**TASK TO COMPLETE:** When you come to the line with "the location is ignored.", begin repeating; continue exactly through the final line of the records and include nothing from before.

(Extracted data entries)
PR #769, opened 2020-01-21
[enriched-enrich] Add geolocation study

valeriocos:
This study includes geo points information (latitude and longitude) based on the value of the `location_field`. The coordinates are retrieved using Nominatim through the geopy package (which required to update the setup.py and requirements.txt), and saved in the `geolocation_field`.

All locations included in the `location_field` are retrieved from
the enriched index. For each location, the geo points are retrieved and saved
to the `geolocation_field`. In case the geo points are not retrieved,
the location is ignored.

The example below shows how to activate the study by modifying
the setup.cfg. The study `enrich_geolocation:user` retrieves location data
from `user_location` and stores the geo points to `user_geolocation`. In a
similar manner, `enrich_geolocation:assignee` takes the data from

**REPLY:**
the location is ignored.

The example below shows how to activate the study by modifying
the setup.cfg. The study `enrich_geolocation:user` retrieves location data
from `user_location` and stores the geo points to `user_geolocation`. In a
similar manner, `enrich_geolocation:assignee` takes the data from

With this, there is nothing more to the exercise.